According to Buscetta and Grado, the composition of the hit squad was a clear indication that the killing had been sanctioned collectively by all the major Sicilian Mafia families: not only did it include Calogero Bagarella from Corleone, and members of Stefano Bontate’s family in Palermo, but also a soldier of Giuseppe Di Cristina’s family on the other end of Sicily in Riesi.

==The attack==
At 7:30 p.m., the hit squad dressed in police uniforms carrying 12-gauge shotguns, submachine guns and pistols, entered the office of the Girolamo Moncada construction company on Viale Lazio – a modern street in the smart new northern area of Palermo. Totò Riina stayed in one of the cars to direct the operation. The builder, his sons, the firm’s accountant and Cavataio held a late meeting together with some other men. All were armed as usual.

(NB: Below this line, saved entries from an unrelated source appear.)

PR #5088, opened 2019-07-25
Update Java JDBC example to use app retry loop

rmloveland:
As well as a small tweak to the docs to link to the newer client-side
transaction retry recommendations.

Addresses #5035.


rmloveland:
Thanks for the review, Ben!

PR #5094, opened 2019-07-29
Reference link to know what Index is.

NiteshKoushik:
Knowing about Index will give a clear idea on - what index is and post that knowing primary and secondary index will help the users.

### DIFF
--- a/v19.1/performance-best-practices-overview.md
+++ b/v19.1/performance-best-practices-overview.md
@@ -158,7 +158,7 @@ However, the performance best practice is to use a `RETURNING` clause with `INSE
 
 ### Use secondary indexes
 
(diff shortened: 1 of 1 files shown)


v19.1/performance-best-practices-overview.md
```diff
@@ -158,7 +158,7 @@ However, the performance best practice is to use a `RETURNING` clause with `INSE
 
 ### Use secondary indexes
 
-You can use secondary indexes to improve the performance of queries using columns not in a table's primary key. You can create them:
+You can use secondary [indexes](https://www.cockroachlabs.com/docs/stable/indexes.html) to improve the performance of queries using columns not in a table's primary key. You can create them:
```
jseldess: This is a good change, but we use relative links. I'll handle this in a separate PR.

PR #5095, opened 2019-07-29
Removal of same statement as it is used multiple times

NiteshKoushik:
Removal Nodes - During decommission need know what Remove nodes means, but stating the same across the documents does not seems to be good for the end user. Instead of that, we can add a reference link near decommission which tells the same thing about Remove node.


jseldess:
Handled in separate PR.

PR #5096, opened 2019-07-29
Removal of same statement as it is used multiple times

NiteshKoushik:
Removal Nodes - During decommission need know what Remove nodes means, but stating the same across the documents does not seems to be good for the end user. Instead of that, we can add a reference link near decommission which tells the same thing about Remove node.


v19.1/view-node-details.md
```diff
@@ -258,11 +258,11 @@ You need to run the `node status` command on a live node to identify the other l
 
 ### Decommission nodes
 
-See [Remove Nodes](remove-nodes.html)
+See [remove nodes](remove-nodes.html)
```
jseldess: Title case is used because we listing a page title.

v19.1/view-node-details.md
```diff
@@ -258,11 +258,11 @@ You need to run the `node status` command on a live node to identify the other l
...
 
 ### Recommission nodes
 
-See [Recommission Nodes](remove-nodes.html#recommission-nodes)
+See [recommission nodes](remove-nodes.html#recommission-nodes)
```
jseldess: Title case is used because we listing a page title.

jseldess:
Most of these changes are helpful, but there a few that we don't want to make. I'll handle the helpful changes in a separate PR.

PR #5105, opened 2019-07-30
Topnav and footer updates

### LINKED ISSUE #5057: Nav bar dropdown for "Product" needs updating
The dropdown menu when you hover over "Product" in the navigation bar needs updating to make it consistent with the rest of the site

Recently, the dropdown menu for the rest of the site was updated so it now looks like this:
Screen Shot 2019-07-16 at 10 07 00 AM

The dropdown on the docs site is still the old version:
Screen Shot 2019-07-16 at 10 06 51 AM

Please note also that in the new version of the dropdown, the green header reading "CockroachDB" is going to be updated so it is regular black text, and is clickable, directing to this link: https://www.cockroachlabs.com/product
So in the updated dropdown on the docs site, please add these changes as well

Thank you!

jseldess:
Updates to match marketing site. 

Fixes #5057.

### DIFF
--- a/_includes/footer.html
+++ b/_includes/footer.html
@@ -67,6 +67,13 @@
               >Architecture Overview</a
             >
           </li>
+          <li>
+            <a
+              href="https://www.cockroachlabs.com/docs/stable/frequently-asked-questions.html"
+              >FAQ</a
+            >
+          </li>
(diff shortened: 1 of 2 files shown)


meagan-g:
@jseldess thanks, I reviewed it and this is good to go

Issue #4863, opened 2019-06-04
Complete Index pull request (hot ranges related)


thatnerd:
[Pull request here](https://github.com/cockroachdb/docs/pull/4846)

* May need to incorporate additional information from [Ben's blog post](https://docs.google.com/document/d/1vNCVtOzDzF7cKpVypUcJpu04_rswlk_IeqWgpTMtR0Q/edit#)

DoD
* All content around indexes is in 1-2 pull requests and those PRs are approved.

rmloveland:
@thatnerd can I steal this issue?  I would like to shepherd that PR.  I will add this issue to the upcoming Education sprint

jseldess:
@rmloveland, Ben's [blog post on choosing index keys](https://www.cockroachlabs.com/blog/how-to-choose-db-index-keys/) is now live. It'd be great for you to review that and incorporate insights/guidance as appropriate.

rmloveland:
@jseldess roger that

rmloveland:
Related: Interesting potential confirmation from customer POV of "composite PKs are faster than UUIDs" in the forum at https://forum.cockroachlabs.com/t/performance-of-insert-statements/2949

thatnerd:
Looks like I missed your original request to steal this. Glad you took it on @rmloveland

PR #5829, opened 2019-11-11
Update unique ID section of perf best practices

rmloveland:
Specifically:

- Updated 'Unique ID Best Practices' section with a table showing pros/cons of each approach for generating PKs / unique IDs: multi-column, UUID, serial ints

- Added a new approach describing how to get good performance with composite PKs

- Expanded our description of how hotspots can be caused by monotonically increasing index keys or table primary keys

Related to #4863


rmloveland:
@ajwerner these are the same changes that went into the 19.1 docs in #4863 , which you reviewed

I forgot to add those changes to the 19.2 docs at that time, sadly.

Do you mind taking a look and seeing if this content still basically makes sense?  Happy to update as needed.

rmloveland:
Thanks Andrew!  FYI just pushed a non-change to kick off the stuck build, sorry for noise

PR #5830, opened 2019-11-11
Fix typo on transaction layer page

rmloveland:


rmloveland:
@ericharmeling a quick typo fix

Provenzano and Bagarella led the attack, followed by Caruso. According to one account, Caruso fired too early, destroying the advantage of surprise. Cavataio was able to shoot and kill Bagarella and wound Caruso and Provenzano, before ducking under a desk, playing dead. Provenzano started pulling Cavataio’s ankles to get the Mafia organogramme – the rumour was that Cavataio kept it hidden in a sock. Cavataio tried to shoot Provenzano but he had run out of bullets. Provenzano tried to shoot with his machine gun, but it jammed, so he clubbed Cavataio unconscious with the butt. When he got his hand free, he grabbed his handgun and shot Cavataio dead.

The shoot-out lasted a few minutes and left five men dead: Cavataio, the mafioso Francesco Tumminello, the accountant Salvatore Bevilacqua, Giovanni Domè, a security guard, as well as Bagarella, one of the attackers. 108 bullets had been fired in the office. Bagarella's body was carried to waiting cars and was buried secretly on top of another in a cemetery in his hometown Corleone.

Provenzano had used a Beretta 38/A submachine gun and earned himself a reputation as a Mafia killer with the attack. The attack increased Provenzano’s reputation and his nickname, u’ tratturi (the tractor) because, as one pentito put it, ‘where he passed, the grass no longer grew’.

However, according to Gaetano Grado – one of the participants who turned government witness in 1999 – it was Provenzano who messed up the attack, shooting too early. Grado said he helped organize the hit and witnessed the murders first hand. "Everybody was scared of Cavataio," according to Grado, a cousin of the pentito Salvatore Contorno. All the mafia soldiers sent to kill Cavataio "were veterans," Grado said. "We all had already murdered at least 10 people."

==Viale Lazio trials==
In September 1972, the trial for the Viale Lazio massacre took place; 24 defendants had been rounded up. Filippo and Angelo Moncada, the builder’s sons, were at first imprisoned on suspicion of being part of the plot. In hospital, where he was interned for his gunshot wounds, Fillippo started talking about his father’s meetings with notorious mafiosi, and described how Cavataio had gradually become the real boss in Moncada’s firm.

For the Moncada brothers to ‘talk’ was big news in Sicily. They were released from prison, but their father was placed in custody together with 24 alleged participants in the Viale Lazio massacre who had been rounded up on the evidence given by the two brothers. The final verdict of the jury at the first trial was that no evidence could be substantiated to prove that any of the 24 defendants had been directly responsible for the Viale Lazio massacre.

Many appeals would follow. In 2007, Salvatore Riina and Bernardo Provenzano went on trial for their role in the Viale Lazio Massacre that resulted on Cavataio and his men's deaths. Riina is accused of ordering the massacre and Provenzano is accused of taking part in it. In April 2009, nearly 40 years after the attack, they were both sentenced to life imprisonment.